### Work required
Leave every entry as it is and write the data out in full.

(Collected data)
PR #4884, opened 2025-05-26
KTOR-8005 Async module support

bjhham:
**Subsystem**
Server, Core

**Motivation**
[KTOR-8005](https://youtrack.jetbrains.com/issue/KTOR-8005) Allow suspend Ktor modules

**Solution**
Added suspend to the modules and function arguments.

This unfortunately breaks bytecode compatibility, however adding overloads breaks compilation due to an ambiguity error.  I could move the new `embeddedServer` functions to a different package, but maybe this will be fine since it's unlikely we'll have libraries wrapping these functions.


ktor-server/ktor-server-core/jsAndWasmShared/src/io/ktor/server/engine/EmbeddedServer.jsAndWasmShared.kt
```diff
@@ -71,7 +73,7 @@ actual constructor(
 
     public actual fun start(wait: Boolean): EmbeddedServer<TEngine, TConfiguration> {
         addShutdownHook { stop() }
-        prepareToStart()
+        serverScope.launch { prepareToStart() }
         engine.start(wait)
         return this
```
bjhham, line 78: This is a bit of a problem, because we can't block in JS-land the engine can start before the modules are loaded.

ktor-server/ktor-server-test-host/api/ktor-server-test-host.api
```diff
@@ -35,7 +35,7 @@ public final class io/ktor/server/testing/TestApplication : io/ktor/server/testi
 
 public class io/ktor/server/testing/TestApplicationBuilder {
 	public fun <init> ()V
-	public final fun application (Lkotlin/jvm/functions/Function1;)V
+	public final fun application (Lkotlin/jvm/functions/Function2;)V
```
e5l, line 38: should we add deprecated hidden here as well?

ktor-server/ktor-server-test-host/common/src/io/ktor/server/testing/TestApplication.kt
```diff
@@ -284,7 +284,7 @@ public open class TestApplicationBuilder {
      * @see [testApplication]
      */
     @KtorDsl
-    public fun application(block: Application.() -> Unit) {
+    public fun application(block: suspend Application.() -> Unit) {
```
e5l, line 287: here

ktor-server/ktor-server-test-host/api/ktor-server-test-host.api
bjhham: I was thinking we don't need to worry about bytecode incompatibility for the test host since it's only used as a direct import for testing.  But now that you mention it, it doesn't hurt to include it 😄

### Response area
PR #4884, opened 2025-05-26
KTOR-8005 Async module support

bjhham:
**Subsystem**
Server, Core

**Motivation**
[KTOR-8005](https://youtrack.jetbrains.com/issue/KTOR-8005) Allow suspend Ktor modules

**Solution**
Added suspend to the modules and function arguments.

This unfortunately breaks bytecode compatibility, however adding overloads breaks compilation due to an ambiguity error.  I could move the new `embeddedServer` functions to a different package, but maybe this will be fine since it's unlikely we'll have libraries wrapping these functions.


ktor-server/ktor-server-core/jsAndWasmShared/src/io/ktor/server/engine/EmbeddedServer.jsAndWasmShared.kt
```diff
@@ -71,7 +73,7 @@ actual constructor(
 
     public actual fun start(wait: Boolean): EmbeddedServer<TEngine, TConfiguration> {
         addShutdownHook { stop() }
-        prepareToStart()
+        serverScope.launch { prepareToStart() }
         engine.start(wait)
         return this
```
bjhham, line 78: This is a bit of a problem, because we can't block in JS-land the engine can start before the modules are loaded.

ktor-server/ktor-server-test-host/api/ktor-server-test-host.api
```diff
@@ -35,7 +35,7 @@ public final class io/ktor/server/testing/TestApplication : io/ktor/server/testi
 
 public class io/ktor/server/testing/TestApplicationBuilder {
 	public fun <init> ()V
-	public final fun application (Lkotlin/jvm/functions/Function1;)V
+	public final fun application (Lkotlin/jvm/functions/Function2;)V
```
e5l, line 38: should we add deprecated hidden here as well?

ktor-server/ktor-server-test-host/common/src/io/ktor/server/testing/TestApplication.kt
```diff
@@ -284,7 +284,7 @@ public open class TestApplicationBuilder {
      * @see [testApplication]
      */
     @KtorDsl
-    public fun application(block: Application.() -> Unit) {
+    public fun application(block: suspend Application.() -> Unit) {
```
e5l, line 287: here

ktor-server/ktor-server-test-host/api/ktor-server-test-host.api
bjhham: I was thinking we don't need to worry about bytecode incompatibility for the test host since it's only used as a direct import for testing.  But now that you mention it, it doesn't hurt to include it 😄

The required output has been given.